通常,重新分配的第一个想法是所有这些东西都处理动态解释器(ldd)。但是在这种情况下,程序是静态链接的,而.interp部分是空的。在本例中,它在函数__libc_start_main中解析,这是GLIBC的一部分。除了解决移位,这个函数还会处理通过命令行参数到你的main并做一些其他的事情。
Access to the relocation table
When I figure it out i had last question, how the __libc_start_main
access the relocation table saved in the ELF headers? The first thought was it somehow opens the running binary for reading and process it. Of course this is totally wrong. If you look at the program header of the executable you will see something like this (readlef -l test
):
当我找到最后一个问题时,__libc_start_main如何访问在ELF头中保存的重新定位表?第一个想法是,它以某种方式打开了运行的二进制文件来读取和处理它。当然这是完全错误的。如果你看一下可执行文件的程序头,你会看到这样的东西(readlef -l测试):
Type Offset VirtAddr PhysAddr
FileSiz MemSiz Flags Align
LOAD 0x0000000000000000 0x0000000000400000 0x0000000000400000
0x0000000000098451 0x0000000000098451 R E 0x200000
...
The offset in this header is offset from the first byte of the executable file.
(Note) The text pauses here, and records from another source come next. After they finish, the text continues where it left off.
PR #2540, opened 2020-06-22
[DEV-5427] Implement Disaster Federal Account Count endpoint

sethstoudenmier:
**Description:**
Implement an endpoint that returns the count of Federal Accounts that belong to the supplied DEF Codes.

**Technical details:**
Implement `v2/disaster/federal_account/count/` which accepts a `def_codes` filter and returns a count of the Federal Accounts that fall under those codes.

    - [x] Backend
    - [ ] Frontend <OPTIONAL>
8. [X] Jira Ticket [DEV-5427](https://federal-spending-transparency.atlassian.net/browse/DEV-5427):

```
```


usaspending_api/disaster/v2/views/federal_account_count.py
```diff
@@ -0,0 +1,37 @@
...
+
+    endpoint_doc = "usaspending_api/api_contracts/contracts/v2/disaster/federal_account/count.md"
+
+    @cache_response()
+    def post(self, request: Request) -> Response:
+        filters = [
+            Q(final_of_fy=True),
+            Q(treasury_account__federal_account_id=OuterRef("pk")),
+            Q(disaster_emergency_fund__code__in=self.def_codes),
+            Q(submission__reporting_period_start__gte="2020-04-01"),
```
tony-sappe, line 26: Probably a good idea to make this date an attribute to the `DisasterBase` since it can be used for all views

usaspending_api/disaster/tests/integration/conftest.py
```diff
@@ -0,0 +1,290 @@
...
+        resp = client.post(url, content_type="application/json", data=request_body)
+        return resp
+
+
+@pytest.fixture
+def helpers():
+    return Helpers
+
+
+__all__ = ["disaster_account_data", "helpers"]
```
BrianZito, line 290: I think we should consider splitting up this file. These are the tests for one endpoint and we're already looking at 300 lines.

sethstoudenmier: These aren't the actual tests but fixtures that will be used by multiple tests. For example, the `post_for_count_endpoint()` function will be used by all four count endpoints. Can still break these up and import into conftest.py to break up files and still have the desired functionality.

usaspending_api/disaster/v2/views/federal_account_count.py
sethstoudenmier: Good call, will add that.

usaspending_api/disaster/tests/integration/conftest.py
BrianZito: Misspoke, they are the fixtures for the tests of one group. Even then, I fear this growing into a 1000 line file where nobody knows which fixtures go to which test. I would still favor splitting.

sethstoudenmier: Split the fixtures into different files and imported them into conftest for the same effect without over cluttering conftest.py.

usaspending_api/disaster/v2/views/disaster_base.py
```diff
@@ -49,6 +51,10 @@ def filters(self):
     def def_codes(self):
         return self.filters["def_codes"]
 
+    @property
+    def reporting_period_max(self):
+        return datetime.now().date()
```
tony-sappe, line 56: If max date is always "today" is it necessary?

sethstoudenmier: Wouldn't we want max date to make sure that we only consider submissions that are not part of an active submission window?

tony-sappe: Yes, but that date will come from the future `dabs_submission_window_schedule` table

usaspending_api/submissions/helpers.py
```diff
@@ -0,0 +1,22 @@
+from datetime import date
+
+from usaspending_api.submissions.models import DABSSubmissionWindowSchedule
+
+
+def get_last_closed_submission_date(is_quarter: bool) -> dict:
+    current_date = date.today()
```
tony-sappe, line 7: What prompted the change from datetime.now() to date.today()?

Since these are local times, it is always a good idea to make them TZ-aware like `datetime.now(timezone.utc)`

usaspending_api/disaster/tests/fixtures/disaster_account_data.py
```diff
@@ -0,0 +1,290 @@
...
+@pytest.fixture
+def disaster_account_data():
+    ta1 = mommy.make("references.ToptierAgency", toptier_code="007")
+    ta2 = mommy.make("references.ToptierAgency", toptier_code="008")
+    ta3 = mommy.make("references.ToptierAgency", toptier_code="009")
+    ta4 = mommy.make("references.ToptierAgency", toptier_code="010")
+
+    sub1 = mommy.make(
+        "submissions.SubmissionAttributes",
+        reporting_fiscal_year="2022",
```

So what the first item in the program header says is copy first 0x98451 bytes of the test
file into memory. But on the offset 0x0 is ELF header. So with code segment it will also load ELF headers into memory and __libc_start_main
can easily access it.
这个头的偏移量由可执行文件的第一个字节偏移。所以程序头的第一个项目是将测试文件的第一个0x98451字节复制到内存中。但是在偏移量0x0上是ELF头。因此,在代码段中,它还将把ELF头加载到内存中,并且__libc_start_main可以很容易地访问它。